Her enduring legacy lies in the book Silent Spring which looks critically at the hubris of Western technologists after the Second World War.  For them, every problem had a solution. There was nothing we in The West should have to endure - pestilence, famine, war and death - could all be kept at arms length by technological advance. She came across DDT first in a series of memos coming across her desk in the US Fish and Wildlife Service which noted its detrimental effect on vertebrate life, especially at the top of the food chain. She had, therefore, to explain the concept of bio-accumulation to the readers of her last general science book.  One of the pervasive metaphors of the time, stemming partly from the 1940 film Dr Ehrlich's Magic Bullet, was that science could precisely/surgically take out the Bad-Hats (in the film's case Treponema pallidum the cause of syphilis) and leave the Goodies unscathed. It's only with 20/20 hindsight that we can embrace the concept of 'good bacteria'. Nevertheless, Carson was pedantic that the 'pesticides' of DuPont and the USDA should be better termed 'biocides' because of their gross lack of precision. "Caedite eos! Novit enim Dominus qui sunt eius"  The catalysing cock-up which started her researching and writing Silent Spring was the response to Solenopsis invicta, RIFA, the red imported fire-ant. RIFA is an annoying pest, with painful and persisting bite, it causes $billions of economic loss in the Southern US by interdicting livestock from the area round their nests and sending people and livestock off for medical treatment. But the FDA approved countermeasure - a chlorinated hydrocarbon called Mirex, was especially effective in killing the native ant-species that were limiting RIFA through ecological competition.  So the big-gun technological solution turned out, after years of unquestioning application, to be worse than doing nothing at all.  Quite apart from the possible carcinogenic activity and definite as a disruptor hormone analogue like BPA.
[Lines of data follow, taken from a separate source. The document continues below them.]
PR #322, opened 2024-02-02
DE-752 | `multi_delimiter` analyzer [3.12]

aMahanna:
Can be merged after `3.12` image is introduced

tested to work locally with `3.12.0-NIGHTLY.20240305`


tests/test_analyzer.py
```diff
@@ -71,3 +81,16 @@ def test_analyzer_management(db, bad_db, cluster, enterprise, db_version):
             "format": "latLngDouble",
         }
         assert db.delete_analyzer(analyzer_name)
+
+    # Test create delimieter analyzer with multiple delimiters
+    # NOTE: This is currently failing on 3.12.0-NIGHTLY.20240116
```
aMahanna, line 86: highlighting

tests/test_analyzer.py
```diff
@@ -71,3 +81,16 @@ def test_analyzer_management(db, bad_db, cluster, enterprise, db_version):
...
+    if db_version >= version.parse("3.12.0"):
+        result = db.create_analyzer(
+            name=generate_analyzer_name(),
+            analyzer_type="delimiter",
```
alexbakharew, line 90: The analyzer type here is wrong. It should be `multi_delimiter`.
Here is the reference: https://docs.arangodb.com/3.12/index-and-search/analyzers/#multi_delimiter

aMahanna: thanks fixed in b48e105

tests/test_analyzer.py
aMahanna: resolved after testing with `3.12.0-NIGHTLY.20240305`

apetenchea (approved):
LGTM

PR #327, opened 2024-02-23
[3.12]: External versioning support

alexbakharew:
This PR adds support for External versioning which is introduced in 3.12: https://github.com/arangodb/arangodb/pull/20382

https://arangodb.atlassian.net/browse/ES-1771?atlOrigin=eyJpIjoiMzM4NDI1MDkxMzBlNDA2MjhkZjUyOGI2NDc3NmJlNzIiLCJwIjoiamlyYS1zbGFjay1pbnQifQ

https://arangodb.atlassian.net/browse/ES-1771

### DIFF
--- a/arango/collection.py
+++ b/arango/collection.py
@@ -1816,8 +1816,6 @@ class Collection(ApiGroup):
         param version_attribute: support for simple external versioning to
             document operations.
         :type version_attribute: str
-        :return: Document metadata (e.g. document key, revision) or True if
-            parameter **silent** was set to True.
         :return: List of document metadata (e.g. document keys, revisions) and
             any exception, or True if parameter **silent** was set to True.
         :rtype: [dict | ArangoServerError] | bool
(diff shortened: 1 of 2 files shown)


arango/collection.py
```diff
@@ -1812,6 +1813,11 @@ def insert_many(
             index caches if document insertions affect the edge index or
             cache-enabled persistent indexes.
         :type refill_index_caches: bool | None
+        param version_attribute: support for simple external versioning to
+            document operations.
+        :type version_attribute: str
+        :return: Document metadata (e.g. document key, revision) or True if
+            parameter **silent** was set to True.
```
apetenchea, line 1820: This duplicates the previous `:return:` docstring, which was already there. In order to keep a uniform `:return:` string among these functions, we should remove this and leave the already existing one there.

apetenchea (changes requested):
Thanks Alexey!

Change looks good, apart from the minor docstring issue. To make sure we got this parameter covered, would you please add a testcase in `tests/test_document.py`? For example, something similar to the queries given in Jan's PR. The test should be conditioned on version >= 3.12, see [test_pregel](https://github.com/arangodb/python-arango/blob/main/tests/test_pregel.py#L15) on how to do that.

apetenchea (approved):
Pefect, thanks!

PR #328, opened 2024-02-26
[DE-716] Compression of requests and responses

apetenchea:
Adding compression of requests and responses, as implemented in https://github.com/arangodb/arangodb/pull/20128

By default compression is turned off, so this change has no effect unless the user specifies one of the newly introduced parameters.

The `ArangoClient` gets two optional parameters:
- `request_compression` - Represents the compression strategy, `None` by default. The reason for passing in an object instead of a string (such as *deflate*) is to allow the client to fine tune the compression algorithm.
- `response_compression` - The equivalent of an `Accept-Encoding` string. This has no effect unless the server is configured to use encoding.

```python
client = ArangoClient(
    hosts="http://127.0.0.1:8529",
    request_compression=DeflateRequestCompression(),
    response_compression="deflate",
)
```

A new documentation page has been added specifically for guiding users on how to use compression.

### DIFF
--- a/arango/client.py
+++ b/arango/client.py
@@ -91,10 +91,10 @@ class ArangoClient:
        int: Timeout value in seconds.
     :type request_timeout: int | float
     :param request_compression: Will compress requests to the server according to
-        the given algorithm. Currently only `deflate` is supported.
+        the given algorithm. No compression happens by default.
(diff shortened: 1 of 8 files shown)


aMahanna (approved):
lgtm!

PR #331, opened 2024-03-11
new: `StandardDatabase.fetch_transaction` (#329)

### LINKED ISSUE #329: feature request: Continue an existing transaction
I've come across a case where a transaction needs to be shared across multiple systems. If we wrap the REST API we can easily achieve this by setting the `x-arango-trx-id` header. However, we would like to be able receive transaction IDs on both ends and continue the transaction seamlessly using the python-arango interface, instead of crudely performing raw queries against `/_cursor`.

I've come up with the following hack, which _does_ work, but given that `_executor` is private, and `_executor.id` specifically doesn't have a setter, I'm guessing there may be a reason it's discouraged:

```python
from arango.database import TransactionDatabase
from arango.client import ArangoClient

def continue_transaction(db: StandardDatabase, transaction_id):
    trx = TransactionDatabase(connection=deepcopy(db.conn))
    trx._executor._id = transaction_id
    return trx

db = ArangoClient(...).db(...)
trx = continue_transaction(db=db, transaction_id="1234")
trx.collection("vertex").insert({"_key": "test"})
trx.commit_transaction() # Alternatively, don't commit here and let the client who provided the transaction commit it themselves.
```

Would it make sense to support something like this directly? It seems to me like a reasonable use-case. If so, I'm happy to take a stab at developing a PR for this myself.

Moortiii:
Resolves #329.

Introduces a new method `fetch_transaction` on StandardDatabase that allows users to create a TransactionDatabase based on an existing Transaction, instead of starting a new transaction.


arango/executor.py
```diff
@@ -275,19 +279,34 @@ def __init__(
...
             data["maxTransactionSize"] = max_size
 
-        request = Request(
-            method="post",
-            endpoint="/_api/transaction/begin",
-            data=data,
-            headers={"x-arango-allow-dirty-read": "true"} if allow_dirty_read else None,
-        )
-        resp = self._conn.send_request(request)
+        self._id: str = ""
```
apetenchea, line 282: Nitpicking: there is no need to "declare" variables in Python. This line can be safely removed.

arango/executor.py
```diff
@@ -275,19 +279,34 @@ def __init__(
...
+            self._id = result["id"]
+        else:
+            request = Request(
+                method="get",
+                endpoint=f"/_api/transaction/{transaction_id}",
+            )
+            resp = self._conn.send_request(request)
+
+            if not resp.is_success:
+                raise TransactionInitError(resp, request)
```
apetenchea, line 307: I'm not convinced that it's a good idea to do this explicitly instead of calling `status()`, as the code is almost the same.

I imagine something along the lines of this:

```suggestion
            self._id = transaction_id
            self.status()
```

It's shorter and it shows your intention clearly - you do this stunt in order to check the transaction's status. If you feel like it's too short, just add a brief comment.

Note that `status()` throws `TransactionStatusError` instead of `TransactionInitError`. I have mixed feelings about this - you can choose to leave it like that, or catch it and re-throw a `TransactionInitError`, or even introduce a `TransactionFetchError`. I think all have pros/cons, depending on the user's interpretation. Feel free to do as you like regarding the throw (don't forget to update the test if you change the error).

tests/test_transaction.py
```diff
@@ -117,6 +117,37 @@ def test_transaction_commit(db, col, docs):
...
+        lock_timeout=1000,
+        max_size=10000,
+    )
+    txn_col = original_txn.collection(col.name)
+
+    assert "_rev" in txn_col.insert(docs[0])
+    assert "_rev" in txn_col.delete(docs[0])
+
+    txn_db = db.fetch_transaction(transaction_id=original_txn.transaction_id)
+
```
apetenchea, line 136: Nice test! I suggest adding another explicit check to make sure the transaction_id property stays the same.

```python
assert original_txn.id == txn_db.id
```

apetenchea (changes requested):
Thanks for the prompt followup!
Looks good overall and the logic is correct (also docs example is nice). The only thing which should be addressed is in `executor.py`, but that's merely a simplification.

arango/executor.py
Moortiii: I agree, but `mypy` disagrees. This triggers a `mypy: no-redef` error, because `self._id` is declared with a type hint in both branches of the conditional. There is an issue for this here: https://github.com/python/mypy/issues/14534 but it appears to be something they don't want to "fix".

arango/executor.py
Moortiii: Oh yeah, that makes a lot more sense. I just didn't think of doing this!

Moortiii: I think raising an explicit exception is the way to go. Is there any reason to raise it from the original exception, or do you think it's fine to just pass along the relevant parameters to our new exception?

tests/test_transaction.py
Moortiii: Agreed! Done.

arango/executor.py
apetenchea: This is fine

docs/transaction.rst
```diff
@@ -68,6 +68,15 @@ logical unit of work (ACID compliant).
     assert '_rev' in txn_col.insert({'_key': 'Lily'})
     assert len(txn_col) == 6
 
+    # Fetch an existing transaction. Useful if you have received a Transaction ID
+    # from some other part of your system or an external system.
+    original_txn = db.begin_transaction(write='students')
+    txn_col = original_txn.collection('students')
+    assert '_rev' in txn_col.insert({'_key': 'Abby'})
```
apetenchea, line 75:
```suggestion
    assert '_rev' in txn_col.insert({'_key': 'Chip'})
```

docs/transaction.rst
```diff
@@ -68,6 +68,15 @@ logical unit of work (ACID compliant).
...
+    txn_db = db.fetch_transaction(original_txn.transaction_id)
+    txn_col = txn_db.collection('students')
+    assert '_rev' in txn_col.insert({'_key': 'Mike'})
```
apetenchea, line 78:
```suggestion
    assert '_rev' in txn_col.insert({'_key': 'Alya'})
```

apetenchea (changes requested):
Change looks good to me!

Unfortunately the docs CI is complaining of duplicate keys. Just use some different names in the example.

docs/transaction.rst
Moortiii: Ahh, no issue. Done!

Moortiii:
I see that there are some failing checks still, but they don't seem to be related to anything I've touched or something that should have been impacted by my changes.

apetenchea (approved):
The failing docs test is due to the fact that Pregel has been deprecated recently. That's an update we'll have to make on our end.

Thank you for your contribution!

PR #335, opened 2024-04-19
Traversal API no longer available in 3.12

apetenchea:
The `api/traversal` endpoint is no longer available starting with ArangoDB 3.12. This renders the `arango.graph.Graph.traverse()` unusable, causing the graph doctests to fail.

This PR makes the following adjustments:
- emit a warning if traverse() is used (should still work 3.11)
- skipping traversal test on newer ArangoDB versions (3.12+)
- change the graph traversal example, such that we no longer encourage people to use it
- changed readme traversal example


apetenchea:
"latest" image issues are unrelated, these are due to ArangoDB 3.12 change.

aMahanna (approved):

PR #339, opened 2024-04-24
Config file selection

apetenchea:
The selection works as follows

- "latest" => 3.12
- full version specified, using two dots, say "3.12.0" => 3.12
- otherwise, assuming we're using only one do, say "3.12" => 3.12


aMahanna (approved):
thank you!

PR #341, opened 2024-04-25
Fix collection test

apetenchea:
`test_collection.py::test_collection_management` now fails due to `arango.exceptions.CollectionCreateError: [HTTP 400][ERR 10] Value cannot be empty. on attribute distributeShardsLike`. This happens because the `shard_like` parameter is empty. Truth be told, that was never a valid configuration, but since 3.12 the validation got better and now we're actually throwing an exception.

Carson didn't last long after Silent Spring was published. She was subjected to outrageous ad hominem attacks by the vested interests that were making (DuPont, American Cyanamid) and broadcasting (USDA, farmers) a cocktail of chemical toxins to deal with agricultural and medical insect pests. It took decades of research to establish the extent of the ecological damage wrought by humunkind in our efforts to keep everything for ourselves and destroy anything that wanted a share.  But even as she was dying, she spoke to Congress and she managed a canny publicity campaign to ensure that her message was heard.
Fifty years later we can still hear the echo of her voice.